Large language models solve complex tasks by generating long reasoning chains, achieving higher accuracy at the cost of increased computational cost and reduced ability to isolate functionally relevant reasoning. Prior work on compact reasoning shortens such chains through probabilistic sampling, heuristics, or supervision from frontier models, but offers limited insight into whether models internally encode token-level functional importance for answer generation. We address this gap diagnostically and propose greedy pruning, a likelihood-preserving deletion procedure that iteratively removes reasoning tokens whose removal minimally degrades model likelihood under a specified objective, yielding length-controlled reasoning chains. We evaluate pruned reasoning in a distillation framework and show that students trained on pruned chains outperform a frontier-model-supervised compression baseline at matched reasoning lengths. Finally, our analysis reveals systematic pruning patterns and shows that attention scores can predict greedy pruning ranks, further suggesting that models encode a nontrivial functional importance structure over reasoning tokens.
Paper Structure (35 sections, 4 equations, 8 figures, 2 tables, 1 algorithm)

This paper contains 35 sections, 4 equations, 8 figures, 2 tables, 1 algorithm.

Figures (8)

  • Figure 1: Greedy pruning as a diagnostic probe.A. A teacher model generates a full reasoning chain for a given question. B. A greedy pruning step scores candidate token deletions by post-deletion likelihood $L^{del}$ and removes the token whose deletion best preserves likelihood. C. Iterating this procedure over decreasing keep fractions $\rho$ yields length-controlled chains and induces a pruning order $\pi$, where earlier-ranked tokens are safer to prune. D. This order enables analysis of compression–quality tradeoffs and the structure of encoded functional importance.
  • Figure 2: Distillation under reasoning token pruning.
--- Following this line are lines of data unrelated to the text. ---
PR #1469, opened 2018-08-17
generic: set minimal allowed interval value for ping

ligurio:
ping test running without root priveleges is failed
because minimal interval allowed for user is 200ms.
Set minimal allowed interval value if user is not a root.

### DIFF
--- a/generic/tests/ping.py
+++ b/generic/tests/ping.py
@@ -1,4 +1,5 @@
 import logging
+import os
 
 from avocado.utils import process
 from virttest import utils_test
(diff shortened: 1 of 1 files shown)


generic/tests/ping.py
```diff
@@ -9,8 +10,12 @@
 def _ping_with_params(test, params, dest, interface=None,
                       packet_size=None, interval=None,
                       count=0, session=None, flood=False):
+
+    if os.getuid() != 0 and not interval:
```
luckyh: If the argument `session` is given, the following ping command would be sent to the VM. In this case it should get the `uid` from the VM.

luckyh: I think the second check should be `(not interval or interval < 0.2)`.

ligurio:
@luckyh, updated condition. Please take a look.

vivianQizhu:
@xiywang Would you help review this? Thanks.

generic/tests/ping.py
```diff
@@ -9,8 +9,12 @@
 def _ping_with_params(test, params, dest, interface=None,
                       packet_size=None, interval=None,
                       count=0, session=None, flood=False):
+
+    if (not interval or interval < 0.2):
+        interval = 0.2  # minimal allowed interval for ping without root priveleges
```
xiywang: Nice point Sergey! I didn't notice this till now.

Tried with "ping $ip -i 0.0001 -s 1024" without root privilege and got the output below:
ping: cannot flood; minimal interval allowed for user is 200ms

So the OS does have the limitation of ping.

However, I think it's better to prompt some warning message first and then set interval to 0.2.
You have to let user know there's the limitation instead of automatically covered it.
What do you think?

PR #1496, opened 2018-09-21
pre and post command: Make them can be combined correctly

yanan-fu:
id: 1631619


vivianQizhu:
@yanan-fu What about add `;` before `+= ''`, this might requires smaller scale change.

yanan-fu:
@vivianQizhu  we can use `;` at the begining of `+=`, because  pre_command may be empty, then
`; new_command`  can be execute.

vivianQizhu:
@yanan-fu Right, and `command &&` without later command added will cause failure too, so your current solution seems to be the most proper one.

yanan-fu:
Assume, `pre_command = "a; b; c;"`
The return value of the `pre_command` above is the return value of the last command `c`
This is not what we want.
Close this PR, to find better solution.

PR #1497, opened 2018-09-25
virtio_console.cfg: set monitor_type to human

rayx:
The code in virtio console test assumes HMP is used, but it doesn't
set monitor_type in its cfg file (note that parameter defaults to QMP
in virt-test). The change fixs it.


rayx:
After looking at virt-test HumanMonitor and QMPMonitor's code, it looks like QMPMonitor's cmd() is more robust because it's able to catch command error. So I'll withdraw the PR and submit a new one to use QMP.

PR #1501, opened 2018-09-27
rh_kernel_update: Fix a param assignment bug

luckyh:
Fix a param assignment bug that would lead a failure of virtio
module check on s390x.

ID: 1632994


luckyh:
Thanks all.

PR #1037, opened 2017-08-03
virtio_console.py: correct error - replug port with non-existed chardev.

sitoliu:
Virtserialport device must be added to an existed chardev, so when there is
a virtioserialport, there is always a chardev. When hot-unplug a port, the 
relevant chardev still in vm. In original test_interrupted_transfer function, 
the code tries to hotplug the port to a non-existed chardev after hot-unplug this 
port. This can be fixed by getting the chardev of this port before hotplug it.

Besides, the default 'interrupted_transfer' test did data transferring between 
one virtioconsole and one virtioserialport. This failed everytime in my test, so
I made two changes to implement this test. 
1) Update the vm object with devices one virtioconsole and one virtioserialport
to with devices two "virtioserialport".
2) Update the data transferring between console and port to between ports.

Summary:
(1) replug a port with an existed chardev after unplugging this port.
(2) update hmp command to qmp.
(3) update to do data transfer between two virtioserialport.

id: 1468466 1468467
Signed-off-by: Sitong Liu <siliu@redhat.com>

PR #1502, opened 2018-09-27
virtio_console: Fix device_del and device_add arguments

rayx:
monitor_type parameter in virt-test defaults to QMP, but Virtio console
test code assumes guest has HMPs. The change fixes the issue by modifying
the test to use QMPMonitor cmd() API. An alternative option would be
keeping the test code unchanged but modifying its cfg to use HMP, but
that doesn't seem to be robust because HumanMonitor cmd() method can't
detect command error.

Note that the code change depends on avocado-vt PR #1768 (it doesn't have
to be so, but it's convenient to get chardev backend device id there).

### DIFF
--- a/qemu/tests/virtio_console.py
+++ b/qemu/tests/virtio_console.py
@@ -605,10 +605,13 @@ def run(test, params, env):
             # when replugging port from pci to different pci. We should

Accuracy of a Llama2-7B student trained on pruned reasoning at varying keep fractions, teacher, pruner, and dataset; dashed lines indicate zero-shot performance. Greedy pruning achieves the strongest performance at matched lengths, indicating preservation of important tokens.
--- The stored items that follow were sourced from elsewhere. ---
PR #1508, opened 2018-09-29
numa_stress/trans_hugepage: remove dependency of autotest

huangyum:
ID: 1597181

### DIFF
--- a/generic/tests/cfg/trans_hugepage.cfg
+++ b/generic/tests/cfg/trans_hugepage.cfg
@@ -27,9 +27,8 @@
             migration_bg_kill_command = "killall dd || killall sleep"
         - memory_stress:
             type = trans_hugepage_memory_stress
-            thp_memory_stress = autotest_control
-            test_name = stress_memory_heavy
-            test_control_file = stress_memory_heavy.control
+            del stress_args
+            mem_ratio = 0.8
             test_timeout = 600
             qemu_mem = 128
             hugetlbfs_path = "/proc/sys/vm/nr_hugepages"
--- a/generic/tests/trans_hugepage_memory_stress.py
+++ b/generic/tests/trans_hugepage_memory_stress.py
@@ -1,5 +1,6 @@
 import logging
 import os
+import time
 
 from avocado.utils import process
 from virttest import utils_test
@@ -24,6 +25,7 @@ def run(test, params, env):
     mem = int(params.get("mem"))
     qemu_mem = int(params.get("qemu_mem", "64"))
     hugetlbfs_path = params.get("hugetlbfs_path", "/proc/sys/vm/nr_hugepages")
+    vm = env.get_vm(params["main_vm"])
 
     error_context.context("smoke test setup")
     if not os.path.ismount(debugfs_path):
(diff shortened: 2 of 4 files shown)


huangyum:
Case numa_stress would fail due to https://bugzilla.redhat.com/show_bug.cgi?id=1634259.
Case trans_hugepage.memory_stress passed.
Host_RHEL.m7.u6.qcow2.virtio_scsi.up.virtio_net.Guest.RHEL.7.6.x86_64.io-github-autotest-qemu.trans_hugepage.memory_stress: PASS (588.92 s)

generic/tests/cfg/trans_hugepage.cfg
```diff
@@ -27,9 +27,7 @@
             migration_bg_kill_command = "killall dd || killall sleep"
         - memory_stress:
             type = trans_hugepage_memory_stress
-            thp_memory_stress = autotest_control
-            test_name = stress_memory_heavy
-            test_control_file = stress_memory_heavy.control
+            del stress_args
```
yanan-fu: Where is the `stress_args` that you want to delete.

yanan-fu: You add `stress_args` in py, why not add it in cfg?

ybduan: Why we need to explicitly delete 'stress_args' here?

generic/tests/trans_hugepage_memory_stress.py
```diff
@@ -53,10 +55,11 @@ def run(test, params, env):
             test.fail("VM is not using transparent hugepage")
 
         # Run stress memory heavy in guest
-        memory_stress_test = params['thp_memory_stress']
-        utils_test.run_virt_sub_test(test, params, env,
-                                     sub_type=memory_stress_test)
-
+        test_mem = int(mem) - 2048
```
ybduan: I think there is no need to re-convert 'mem' to int type again here.

generic/tests/cfg/trans_hugepage.cfg
huangyum: It is to override the config in base.cfg.

qemu/tests/numa_stress.py
```diff
@@ -107,7 +105,9 @@ def run(test, params, env):
     if not os.path.isdir(tmpfs_path):
         os.mkdir(tmpfs_path)
 
-    numa_node_malloc = -1
+    test_mem = int(params.get("mem")) - 2048
+    stress_args = "--cpu 4 --io 4 --vm 2 --vm-bytes %sM" % int(test_mem / 2)
+    stress_test = utils_test.VMStress(vm, "stress", params, stress_args=stress_args)
```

  • Figure 3: Functional structure under greedy pruning. Each curve shows the fraction of tokens retained per category at a given keep fraction. Panels vary teacher, pruner, and pruning objective; the dashed line indicates uniform pruning. (a) Pruning preferentially preserves symbolic computation while removing referential, descriptive, and linguistic scaffolding. (b) Excluding reasoning likelihood in pruning objective softens induced functional structure. (c) A weaker pruner preserves symbolic computation but disrupts the balance of non-symbolic structure.
  • Figure 4: Effect of pruning objective and pruner strength on distillation. The base greedy setting uses $\mathcal{T},\mathcal{P}=\text{Qwen2.5-7B}$ and $\mathcal{S}=\text{Llama2-7B}$ with the Joint objective. We ablate pruner strength ($\mathcal{P}=\text{Llama2-7B}$) and pruning objective (answer-only, Ans). Both weaken student performance, with pruner strength having the larger effect.
  • Figure 5: Dynamics of pruning ranks.Hit@|S| alignment between tokens removed at keep fraction $\rho_{\text{curr}}$ and $L^{del}$-based local ranks at the previous pruning stage. Dynamic rankings ($\rho_{\text{prev}}=\rho_{\text{curr}}+0.1$) consistently outperform frozen ($\rho_{\text{prev}}{=}1.0$) and random baselines across keep fractions, indicating that greedy pruning re-evaluates token importance as context contracts.